KOMPAS.com - Ribuan bangunan permanen dan semi permanen milik warga di sepanjang jalur kereta api Cibatu-Garut dibongkar. PT KAI mengaku telah memberikan biaya bongkar yang sepantasnya dan manusiawi.
Setelah bersih dari bangunan, PT KAI akan segera menghidupkan kembali jalur kereta Cibatu-Garut yang telah "tertidur" sejak 1983.
Banyak pihak meyakini proyek tersebut akan membawa dampak positif bagi warga sekitar, khususnya PT KAI.
Namun faktanya, sejumlah warga kebingungan mencari rumah baru usai tempat tinggalnya dibongkar. Sebagian warga juga mengeluhkan proyek tersebut mengancam jalan kampung warga.
Berikut ini sejumlah fakta yang terungkap:
Sebanyak 1.077 bangunan permanen dan semi permanen jalur kereta Cibatu-Garut dibongkar.
PT KAI memberikan biaya pembongkaran Rp 250.000 per meter untuk bangunan permanen, dan Rp 200.000 untuk bangunan semi permanen.
“Nilai (uang bongkar) untuk reaktivasi ini sebesar Rp 15 miliar. Nilai bongkar tiap bangunan berbeda tergantung luas dan jenis bangunan,” kata Direktur PT KAI, Edi Sukmoro.
Edi menjelaskan, reaktivasi mengutamakan dialog ke masyarakat terdampak. Meski warga sudah menempati tanah milik PT KAI, pihaknya tetap berterima kasih. Sebab warga sudah menjaga jalur yang mati.
Setelah reaktivasi jalur selesai, ia berencana ada program pemberdayaan UMKM. Apalagi reaktivasi jalur ini akan membawa dampak positif bagi warga Garut.

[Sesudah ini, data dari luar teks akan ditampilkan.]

PR #5664, opened 2025-10-02
chore: using dev cache for new target

aixaCode:
# Pull Request Description

## What does this PR change?
When making a new PR, we have been creating a new target on unity cloud which meant we had to reimport whole library.
With this change, for new builds we will share the cache from development target. 
This way we can reduce the first build from around 1h30 minutes to 30-40 minutes depending on the changes.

Baca Juga: PKB: Reaktivasi 4 Jalur Kereta, Terobosan Baru bagi Jawa Barat
Menurut PT KAI, tidak mungkin untuk membuat jalur baru. Satu-satunya jalan adalah reaktivasi jalur lama. Seperti diketahui, jalur tersebut dioperasikan terakhir kali tahun 1983 dan nantinya akan terkoneksi ke Jakarta
“Kita tetap menggunakan jalur lama, karena kalau jalur baru harus ada pembebasan lahan,” kata Joni Martinus, Manajer Humas PT KAI Daerah Operasional 2 Bandung.
Selain itu, di jalur lama, beberapa bangunan masih bisa digunakan. Seperti Stasiun Garut, Wanaraja, dan Stasiun Pasir Jengkol.